Приходили узбеки. "Иван Михайлович!» — говорили они — «Ведь вы же родились в Ташкенте. Мы Вас окружали с самого детства. Зачем Вам остальные? Будьте с нами!» «Вы понимаете, что говорите?» — вопрошал их я — «Покайтесь!» «Человек Вы, конечно, хороший» — отвечали мне — «Но сидите уж лучше дома, когда все начнется…»

Приходили даже аварруматы и сассиянцы и просили помочь им избавиться ото всех прочих представителей человечества, которые не могут похвастать столь древними культурой и цивилизацией как их собственные…
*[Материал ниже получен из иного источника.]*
PR #2338, opened 2026-02-20
fix: automatically set notifications read after signing

jbair06:
**Description**:
This pull request introduces a new bulk update mechanism for notification receivers when transactions are signed, improves backend transaction processing, and simplifies related frontend notification handling. The backend now marks relevant notifications as read in bulk, and the frontend removes redundant notification logic, relying on backend updates.

**Backend enhancements:**

* Added `bulkUpdateNotificationReceivers` method to `SignersService`, enabling efficient bulk marking of notifications as read when transactions are updated.
* Integrated notification updates into the transaction signing flow: notifications are collected and updated alongside transaction bytes, ensuring consistency. [[1]](diffhunk://#diff-45a2f3f118a08ffd6b7d3f4cecd2d83e838d56cde6cebdec2b57c3ff51d23d75R277) [[2]](diffhunk://#diff-45a2f3f118a08ffd6b7d3f4cecd2d83e838d56cde6cebdec2b57c3ff51d23d75R296) [[3]](diffhunk://#diff-45a2f3f118a08ffd6b7d3f4cecd2d83e838d56cde6cebdec2b57c3ff51d23d75R320-R324)
* Comprehensive tests for `bulkUpdateNotificationReceivers`, verifying query execution, parameter handling, and conditional behavior.
* Improved test naming for clarity in bulk update scenarios.

**Frontend simplification:**

* Removed notification store imports and notification marking logic from `TransactionNodeRow.vue`, as notifications are now handled by the backend. [[1]](diffhunk://#diff-bcd22789c7c11313f2fab68765b804f11f579ade8c0f653c405488084a059e7bL8) [[2]](diffhunk://#diff-bcd22789c7c11313f2fab68765b804f11f579ade8c0f653c405488084a059e7bL44) [[3]](diffhunk://#diff-bcd22789c7c11313f2fab68765b804f11f579ade8c0f653c405488084a059e7bL189-L209)
* Updated event handlers to directly emit transaction/group signed events, further streamlining the component.

**Related issue(s)**:

Fixes #2328

**Checklist**

- [x] Tested (unit, integration, etc.)

PR #2367, opened 2026-02-24
feat: auto read messages after signing

jbair06:
**Description**:

When a user signs the transaction, the notifications for that message are now auto set to 'isRead=true' if applicable. 

Cherry pick of #2338


jbair06:
Wrong branch.

PR #2504, opened 2026-03-18
fix: handle explicit time zones in automation

yasenltd:
**Description**:
- only append `Z` when the timestamp has no explicit timezone
- skip empty valid-start values and improve wait logging/error context
- refresh `NOTICE` for updated dependency metadata

This PR modifies the automation valid-start wait helper in order to support both Hedera UI timestamps and ISO timestamps without incorrectly rewriting values that already include a timezone. It also makes the helper more defensive for empty inputs and updates generated third-party dependency metadata in `NOTICE`.

**Related issue(s)**:

Fixes #

**Notes for reviewer**:
- Main functional change is in `automation/utils/util.ts`
- `waitForValidStart` now preserves explicit timezone suffixes such as `Z`, `GMT`, `+HH:MM`, and `+HHMM`
- No automated tests were run as part of this change

**Checklist**


ericleponner (approved):
LGTM

Issue #2518, opened 2026-03-19
Prevent duplicate emails/notifications from multiple backend pods


jbair06:
**Description**:  
Some emails and notifications are being sent multiple times. When a transaction expires or gathers enough signatures to become ready for execution, duplicate emails are received, and this has been observed on every backend where more than one `api/chain` pod is running.

**Requirements**:  
- Ensure that in multi-pod deployments, each notification is sent **exactly once** per event, even when multiple `api/chain` pods are running.

PR #2534, opened 2026-03-25
fix: multiple backend pods notifications

Kolpic:
Fixes [#2518](https://github.com/hashgraph/hedera-transaction-tool/issues/2518)

**Description**:
The problem is that each pod runs the same cron jobs on the same schedule. When a transaction expires, all pods independently detect it and each publishes a notification event to NATS. The notifications service processes all of them, resulting in duplicate emails — one per pod.
NATS delivers messages exactly as it's told to. The problem is 3 pods all telling NATS to deliver the same message. By the time NATS is involved, it's too late — the duplicates are already created so the fix needs to happen before the NATS publish — at the cron job level.

I reproduced this locally by running `docker compose up --scale chain=3`. The logs showed:

> chain-1  | Published to: notifications.queue.transaction.status-update, seq: 2
chain-2  | Published to: notifications.queue.transaction.status-update, seq: 3
chain-3  | Published to: notifications.queue.transaction.status-update, seq: 4
notifications-1  | Processing email batch... with 3 notifications in 1 groups

**The Solution**
I used Redis as a shared coordinator. Before each cron job runs its logic, it tries to set a key in Redis with the `NX` flag (only set if not exists). Only the first pod to reach Redis succeeds — the others see the key already exists and skip.

**Result After the Fix**

> chain-1  | [CronLock] Acquired lock for status_update_expired_transactions
chain-2  | [CronLock] Skipping status_update_expired_transactions — another pod holds the lock
chain-3  | [CronLock] Skipping status_update_expired_transactions — another pod holds the lock
chain-1  | Published to: notifications.queue.transaction.status-update, seq: 50
notifications-1  | Processing email batch... with 1 notifications in 1 groups
notifications-1  | Message sent: <6d753e6e-...@limechain.tech>


back-end/apps/chain/src/transaction-scheduler/transaction-scheduler.service.ts
```diff
@@ -20,23 +22,52 @@ import {
...
+  /**
+   * Tries to acquire a distributed lock using Redis SET NX.
+   * Returns true if the lock was acquired, false if another pod already holds it.
+   */
+  private async tryAcquireCronLock(key: string, ttlMs: number): Promise<boolean> {
+    try {
+      const result = await this.redis.set(`cron:${key}`, '1', 'PX', ttlMs, 'NX');
+      return result === 'OK';
+    } catch (error) {
+      console.error(`[CronLock] Error acquiring lock for ${key}:`, error.message);
```
steven-sheehy: Use the logger

PR #2672, opened 2026-04-14
fix: preserve transaction description for multiple account update groups

### LINKED ISSUE #2546: Preserve entered transaction description for multiple account update groups
**Description**:  
In the account update transaction creation flow, users can update multiple accounts at once by selecting **Multiple Accounts** and entering a range of accounts. This creates a transaction group of account update transactions, but the group currently gets an auto-generated description. If the user enters a value in the **Transaction Description** field during creation, that value is lost. The transaction group should use the entered transaction description as the group description.

**Requirements**:  
- When **Multiple Accounts** is selected and a transaction group is created, capture the value entered in the **Transaction Description** field.  
- Apply that value to the resulting transaction group as its description.  
- Do not overwrite the user-entered description with an auto-generated one for this flow.  
- Keep existing behavior unchanged for single-account account update transactions.

**Acceptance criteria**:  
- A user-entered transaction description is preserved when creating a multiple-account update group.  
- The resulting transaction group displays the entered description instead of an auto-generated description.  
- Single-account flows continue to behave as they do today.

svienot:
**Description**:

When the user checks _Multiple accounts_ in the account update transaction creation flow, a group of Account Updates is automatically created.  With the changes below:
- if the user enters a value in the Transaction Description field, this value is used as the group description (instead of
- if the user  does not provide a description, we keep the default value previously used in all cases

**Related issue(s)**:

Fixes #2546

### DIFF
--- a/front-end/src/renderer/components/Transaction/Create/BaseTransaction/BaseTransaction.vue
+++ b/front-end/src/renderer/components/Transaction/Create/BaseTransaction/BaseTransaction.vue
@@ -192,6 +192,7 @@ const handleCreate = async () => {
     processable.payerId = payerData.accountId.value;
     processable.baseValidStart = data.validStart;
     processable.maxTransactionFee = data.maxTransactionFee as Hbar;
+    processable.description = description.value;
   }
 
   await withLoader(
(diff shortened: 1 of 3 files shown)


ericleponner (approved):
LGTM

PR #2674, opened 2026-04-14
chore: add build:mac:arm64 target

svienot:
**Description**:

One line change to `package.json` to add the build target `build:mac:arm64` -- to build only for arm64 architecture in development since the full electron-build is painfully slow.


ericleponner (approved):
LGTM

PR #2675, opened 2026-04-14
fix: app menu highlighting

svienot:
**Description**:

One-line fix to make sure router.appMenuItem is updated when user selects Settings.

Fixes #2612


ericleponner (approved):
LGTM

Issue #2521, opened 2026-03-20
Preload next transaction data for faster “Sign & Next” navigation


jbair06:
**Description**:  
Users report that loading the next transaction after using “Sign & Next” or navigation controls takes longer than expected. The transition to the next transaction should feel nearly instant and app-like. To achieve this, we need to preload not only the transaction node data but all required transaction details for the next item before the user navigates, or a similar solution.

И вот все началось. На главную площадь города (которая, очевидно, должна была стать полем битвы) стали стекаться толпы. Люди потрясали оружием и выкрикивали гневные лозунги. Но я не стал отсиживаться дома. Я вышел на площадь, прошел в самую середину и взобрался на кафедру. Крики стихли. Представители каждой народности с надеждой смотрели на меня, ожидая, что я все-таки принял решение поддержать именно их диаспору. «Хорошо!» — сказал я, — «Я помогу вам!». «Кому? Кому?» — раздались крики. «Кого здесь на площади меньше всего?» — спросил я. «Нас!» — радостно закричали аварруматы, — «Нас меньше всего!» «Понятно!» — сказал я. И выдержав паузу, закричал: «Бей аварруматов!»

Крики ликования накрыли площадь. Аварруматы были уничтожены во мгновение ока. Объединенные общим противником и только что одержанной над ним победой недавние враги целовались и обнимались. Впрочем, минут через пять эйфория прошла. Арабы с ужасом осознали, что только что обнимались с евреями. Китайцы стали плеваться, когда поняли, что целовались с японцами. Толпа, только что объединенная общей радостью, снова распалась на отдельные кучки; снова поднялись в воздух колья и дрыны…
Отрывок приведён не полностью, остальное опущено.